Every site being different, we can't recommend a specific procedure for patching the source. Some sites even maintain a list of local patches that aren't in the official github repository.

I recommend against patching the source by hand. Instead, always use the patch file(s) that we upload. That way, if it doesn't compile, it's our fault. :)

Comment 42 Jonathon Anderson 2019-01-17 15:30:36 MST

Would you say that any patch we receive from SchedMD should be able to be added to the SchedMD-distributed spec file with a line like

PatchN: avoid_segfault.patch

Comment 43 Jonathon Anderson 2019-01-17 15:32:57 MST

I guess that just registers the patch as existing; maybe then we'd do

%prep
#[...]
%patchN -p1

Comment 44 Marshall Garey 2019-01-22 15:21:20 MST

You'd want to put both of those things in the slurm.spec file:

PatchN: avoid_segfault.patch
%prep
#[...]
%patchN -p1

(And of course you also need to have the actual patch file in the correct directory (for me, in ~/rpmbuild/SOURCES alongside the Slurm tarball).

Then you should be able to build and install the packages.

Is the system still stable?

Comment 45 Jonathon Anderson 2019-01-22 15:24:55 MST

It is!
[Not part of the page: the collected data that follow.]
PR #2144, opened 2018-10-29
Use mpv as default player

gravyboat:
VLC has been pretty bad the past few releases for compatibility (generating a lot of issues) as well as functionality wise where as mpv has continued working without issue. I'm proposing that we swap over to mpv for the default player going forward.

Edit: This should not simply be merged without review and significant discussion as it would only be able to go into 1.0 as it's a breaking change. I'm not 100% sure on the mac paths but I believe these should be okay (I don't have a mac currently to test it on a live system).

### DIFF
--- a/src/streamlink_cli/utils/player.py
+++ b/src/streamlink_cli/utils/player.py
@@ -15,23 +15,23 @@ def check_paths(exes, paths):
 def find_default_player():
     if "darwin" in sys.platform:
         paths = os.environ.get("PATH", "").split(":")
-        paths += ["/Applications/VLC.app/Contents/MacOS/"]
-        paths += ["~/Applications/VLC.app/Contents/MacOS/"]
-        path = check_paths(("VLC", "vlc"), paths)
+        paths += ["/Applications/MPV.app/Contents/MacOS/"]
+        paths += ["~/Applications/MPV.app/Contents/MacOS/"]
+        path = check_paths(("MPV", "mpv"), paths)
     elif "win32" in sys.platform:
-        exename = "vlc.exe"
+        exename = "mpv.exe"
         paths = os.environ.get("PATH", "").split(";")
         path = check_paths((exename,), paths)
 
         if not path:
-            subpath = "VideoLAN\\VLC\\"
+            subpath = "mpv-x86_64\\mpv\\"
             envvars = ("PROGRAMFILES", "PROGRAMFILES(X86)", "PROGRAMW6432")
             paths = filter(None, (os.environ.get(var) for var in envvars))
             paths = (os.path.join(p, subpath) for p in paths)
             path = check_paths((exename,), paths)
     else:
         paths = os.environ.get("PATH", "").split(":")
-        path = check_paths(("vlc",), paths)
+        path = check_paths(("mpv",), paths)
 
     if path:
         # Quote command because it can contain space
--- a/src/streamlink_cli/utils/player.py
+++ b/src/streamlink_cli/utils/player.py
@@ -15,8 +15,8 @@ def check_paths(exes, paths):
 def find_default_player():
     if "darwin" in sys.platform:
         paths = os.environ.get("PATH", "").split(":")
-        paths += ["/Applications/MPV.app/Contents/MacOS/"]
-        paths += ["~/Applications/MPV.app/Contents/MacOS/"]
+        paths += ["/Applications/mpv.app/Contents/MacOS/"]
+        paths += ["~/Applications/mpv.app/Contents/MacOS/"]
         path = check_paths(("MPV", "mpv"), paths)
     elif "win32" in sys.platform:
         exename = "mpv.exe"
--- a/src/streamlink_cli/utils/player.py
+++ b/src/streamlink_cli/utils/player.py
@@ -24,7 +24,7 @@ def find_default_player():
         path = check_paths((exename,), paths)
 
         if not path:
-            subpath = "mpv-x86_64\\mpv\\"
+            subpath = "mpv-x86_64\\"
             envvars = ("PROGRAMFILES", "PROGRAMFILES(X86)", "PROGRAMW6432")
             paths = filter(None, (os.environ.get(var) for var in envvars))
             paths = (os.path.join(p, subpath) for p in paths)
--- a/win32/streamlinkrc
+++ b/win32/streamlinkrc
@@ -1,7 +1,7 @@
 # Format is option=value. Lines starting with a # is considered comments
 # and are ignored.
 
-# By default streamlink will attempt to locate MPV on your system
+# By default streamlink will attempt to locate mpv on your system
 # and use that, but you can also specify the location of a player
 # yourself.
 
--- a/win32/streamlinkrc
+++ b/win32/streamlinkrc
@@ -1,7 +1,7 @@
 # Format is option=value. Lines starting with a # is considered comments
 # and are ignored.
 
-# By default streamlink will attempt to locate VLC on your system
+# By default streamlink will attempt to locate MPV on your system
 # and use that, but you can also specify the location of a player
 # yourself.
 
@@ -9,7 +9,12 @@
 # is because the player command is parsed like a shell command to allow
 # parameters to be passed to the player.
 
-# Here is a few examples of players:
+# Here are a few examples of players:
+
+# mpv
+
+#player="C:\Program Files (x86)\mpv-x86_64\mpv.exe"
+#player="C:\Program Files\mpv-x86_64\mpv.exe"
 
 # VLC
 #player="C:\Program Files (x86)\VideoLAN\VLC\vlc.exe"
--- a/README.md
+++ b/README.md
@@ -3,7 +3,7 @@
 [![TravisCI build status][travisci-build-status-badge]][travisci-build-status]
 [![codecov.io][codecov-coverage-badge]][codecov-coverage] [![Backers on Open Collective][opencollective-backers-badge]](#backers) [![Sponsors on Open Collective][opencollective-sponsors-badge]](#sponsors)
 
-Streamlink is a CLI utility that pipes flash videos from online streaming services to a variety of video players such as VLC.
+Streamlink is a CLI utility that pipes flash videos from online streaming services to a variety of video players such as mpv.
 
 The main purpose of streamlink is to convert CPU-heavy flash plugins to a less CPU-intensive format.
 
--- a/docs/cli.rst
+++ b/docs/cli.rst
@@ -13,7 +13,7 @@ and if you're on Linux or BSD you probably already know the drill.
 
 The way Streamlink works is that it's only a means to extract and transport
 the streams, and the playback is done by an external video player. Streamlink
-works best with `VLC`_ or `mpv`_, which are also cross-platform, but other players
+works best with `mpv`_ or `VLC`_, which are also cross-platform, but other players
 may be compatible too, see the :ref:`Players` page for a complete overview.
 
 Now to get into actually using Streamlink, let's say you want to watch the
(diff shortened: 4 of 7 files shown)


karlo2105:
Since VideoLan team released VLC 3.0.x branch, new features were added, many issues were fixed so far I didn't notice any major issues with this player. VLC is daily fixed through nightly releases.

bastimeyer:
I agree with your points and the overall idea, @gravyboat, but there are some things we should think about before changing the default player.

- MPV doesn't have official builds for Windows and users have to rely on 3rd party builds. In comparison to VLC, this will sound *untrustworthy* to many users who expect something that's *officially supported*.
- MPV is mostly a CLI and config file oriented player and doesn't have a *real* GUI. This does and will scare off many people, especially users of Windows and probably most users of macOS. In my eyes, MPV is the better player by far, but the default player should be one which won't cause UX problems for the average user.
- I've heard that MPV is about to get a default GUI, so maybe we should wait for that to happen first. There are also a couple of MPV forks which already have a GUI, like [`gnome-mpv`](https://github.com/gnome-mpv/gnome-mpv) on Linux or [`IINA`](https://github.com/lhc70000/iina) on macOS. Not sure though how useful it would be to add examples to the config for these as well.
- Yes, this should require a major version bump of Streamlink.
- Regarding app paths on macOS, the homebrew cask and all of the other listed binary distributions are using a lowercased app name:
  https://github.com/Homebrew/homebrew-cask/blob/893a1462b37950f969d3bdbf56807bd817e8ca48/Casks/mpv.rb#L14
- Regarding Windows, since there are no official binaries and no official installer and instead just simple 7zip archives, there is no way to reliably guess a default path. Users will probably be required to set custom configs, which is kind of a nuisance.
  This is how the Twitch GUI defines its default MPV paths:
  https://github.com/streamlink/streamlink-twitch-gui/blob/ed91353cbf9f41129036ec3a9762ed244b4b9bd6/src/config/players.json#L60-L80
  Maybe the Streamlink Windows installer could be improved by prompting for the player path which will then be added to the config...

gravyboat:
@karlo2105 On initial release for 3.x there were a fair number of issues people attributed to Streamlink that were actually caused by VLC. While I understand bugs (we have a fair number of them on some releases too) it generates a lot of work to review these issues and have users confirm whether it's really a player issue (especially when different users have different 3.x releases like recently) or an issue with Streamlink. This happened on the last big release as well. I also just think that VLC is an inferior player. A lot of issues occur with it even on stable releases for absolutely no reason that users encounter which never happen with mpv from audio/video syncing issues, to video randomly closing or not playing all the way through. 

@bastimeyer These are all good points and I agree with you across the board, especially about mpv not having official builds and that being a problem (this is probably my biggest issue because then we could technically be introducing our users to a malicious vector we would be blamed for in the event of compromise). Your point about mpv not having a real GUI is a good one. I rarely use any of the GUI options when I do use VLC and exclusively launch streams via the CLI so it doesn't come up for me much but it is something that needs to be considered as a big issue and will look like a major downgrade to some users when VLC has been working fine for them and they aren't encountering the issues I noted above.

Do we know what the timeline is for their GUI? Or have they even ever discussed having official builds? I guess we could always make a PR and propose automated release builds like we use that have actual installers (https://github.com/mpv-player/mpv/releases are just archives) but that would be a lot of work and we might potentially annoy people who maintain those releases. We could start doing our own release, but that seems like it's just stretching ourselves even thinner on this project and I'm not really interested in that.

I like the idea of the installer requesting path information and adding it to the config file as a potential option. I wish we had usage stats for the percentage of people using the Streamlink GUI versus people using Streamlink past the download statistics. That would help a lot in determining what sort of impact this change might have in the daily usage of users but since we don't have that we'll have to discuss other options. I appreciate the feedback and points of discussion. They are all extremely valid and impactful.

back-to:
> VLC has been pretty bad the past few releases for compatibility (generating a lot of issues) 

**normal users don't know what mpv is,**
this change will probably generate more issues
as the user is now required to change the config file to VLC

johnthecracker:
I would go for player that is the best for delivering streams.

If player doesn't work for streams, what do you do with menus, buttons, etc.

Here is about audio equalizer with MPV if somebody wants that:
https://github.com/mpv-player/mpv/issues/6210

win32/streamlinkrc
```diff
@@ -1,15 +1,20 @@
...
 
 # Important: You must use a quoted path if there are spaces in the path. This
 # is because the player command is parsed like a shell command to allow
 # parameters to be passed to the player.
 
-# Here is a few examples of players:
+# Here are a few examples of players:
+
+# mpv
+
```
back-to: the other players don't have an empty line here

src/streamlink_cli/utils/player.py
```diff
@@ -15,23 +15,23 @@ def check_paths(exes, paths):
...
-            subpath = "VideoLAN\\VLC\\"
+            subpath = "mpv-x86_64\\"
             envvars = ("PROGRAMFILES", "PROGRAMFILES(X86)", "PROGRAMW6432")
             paths = filter(None, (os.environ.get(var) for var in envvars))
             paths = (os.path.join(p, subpath) for p in paths)
             path = check_paths((exename,), paths)
     else:
         paths = os.environ.get("PATH", "").split(":")
-        path = check_paths(("vlc",), paths)
+        path = check_paths(("mpv",), paths)
```
back-to: maybe this could be used for vlc and mpv,
so the behavior for a default vlc don't change.

example for _linux_

```py
path = check_paths(("vlc",), paths)
if not path:
    path = check_paths(("mpv",), paths)
```

johnthecracker:
Here is the same youtube stream played with streamlink + MPV, VLC only and MPV only.
I removed VLC and don't use it, screenshots are for VLC and MPV comparison.

```
C:\>youtube-dl.exe --user-agent "Mozilla/5.0 (Linux; Android 8.1.0; Pixel) AppleWebKit/537.36 (KHTML, like Gecko) Chrome/61.0.3163.98 Mobile Safari/537.36" --verbose --list-formats --no-check-certificate "https://www.youtube.com/watch?v=fO8x9MZ8m9g"
[debug] System config: []
[debug] User config: []
[debug] Custom config: []
[debug] Command-line args: ['--user-agent', 'Mozilla/5.0 (Linux; Android 8.1.0; Pixel) AppleWebKit/537.36 (KHTML, like Gecko) Chrome/61.0.3163.98 Mobile Safari/537.36', '--verbose', '--list-formats', '--no-check-certificate', 'https://www.youtube.com/watch?v=fO8x9MZ8m9g']
[debug] Encodings: locale cp1252, fs mbcs, out cp850, pref cp1252
[debug] youtube-dl version 2018.12.17
[debug] Python version 3.4.4 (CPython) - Windows-10-10.0.17763
[debug] exe versions: ffmpeg N-92801-g7efe84aebd, ffprobe N-92801-g7efe84aebd, rtmpdump 2.4
[debug] Proxy map: {}
[youtube] fO8x9MZ8m9g: Downloading webpage
[youtube] fO8x9MZ8m9g: Downloading video info webpage
[youtube] fO8x9MZ8m9g: Downloading embed webpage
WARNING: unable to extract uploader nickname
WARNING: unable to extract channel id; please report this issue on https://yt-dl.org/bug . Make sure you are using the latest version; type  youtube-dl -U  to update. Be sure to call youtube-dl with the --verbose flag and include its complete output.
[info] Available formats for fO8x9MZ8m9g:
format code  extension  resolution note
249          webm       audio only DASH audio   58k , opus @ 50k, 28.26MiB
250          webm       audio only DASH audio   70k , opus @ 70k, 34.95MiB
171          webm       audio only DASH audio  117k , vorbis@128k, 56.30MiB
251          webm       audio only DASH audio  131k , opus @160k, 63.69MiB
140          m4a        audio only DASH audio  134k , m4a_dash container, mp4a.40.2@128k, 77.24MiB
160          mp4        256x144    144p  101k , avc1.4d400c, 30fps, video only, 30.75MiB
278          webm       256x144    144p  103k , webm container, vp9, 30fps, video only, 51.18MiB
133          mp4        426x240    240p  182k , avc1.4d4015, 30fps, video only, 55.22MiB
242          webm       426x240    240p  225k , vp9, 30fps, video only, 93.18MiB
134          mp4        640x360    360p  406k , avc1.4d401e, 30fps, video only, 124.02MiB
243          webm       640x360    360p  410k , vp9, 30fps, video only, 157.39MiB
244          webm       854x480    480p  757k , vp9, 30fps, video only, 267.12MiB
135          mp4        854x480    480p  792k , avc1.4d401f, 30fps, video only, 233.25MiB
17           3gp        176x144    small , mp4v.20.3, mp4a.40.2@ 24k, 50.15MiB
36           3gp        320x180    small , mp4v.20.3, mp4a.40.2, 151.27MiB
18           mp4        640x360    medium , avc1.42001E, mp4a.40.2@ 96k, 303.11MiB
43           webm       640x360    medium , vp8.0, vorbis@128k, 383.56MiB (best)

```

<a href='https://postimg.cc/0bBjhPnV' target='_blank'>Screen-Shot</a>

<a href='https://postimg.cc/V59H7Nfc' target='_blank'>Screen-Shot2</a>

<a href='https://postimg.cc/JDKyYJtF' target='_blank'>Screen-Shot3</a>

Voultapher:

Thanks for your help.

What release should we expect to see this patch in?

~jonathon

Comment 46 Marshall Garey 2019-01-22 15:59:36 MST

The patch I gave you isn't in a release. Although we never reproduced the exact situation that caused the segfault you hit, we haven't yet seen any customers hit this segfault on the newest versions of 17.11 (I think the latest version someone reported this is 17.11.7). So, we believe it's resolved by the other commits in 17.11 that actually fix the situations that eventually caused segfaults. If you do remove the patch and hit the same segfault again, please upload a backtrace from gdb so we can take another look.

Comment 47 Marshall Garey 2019-01-24 16:07:05 MST

I'll close this as resolved/infogiven. You can respond to re-open this issue. We especially want to know if you do hit this segfault again.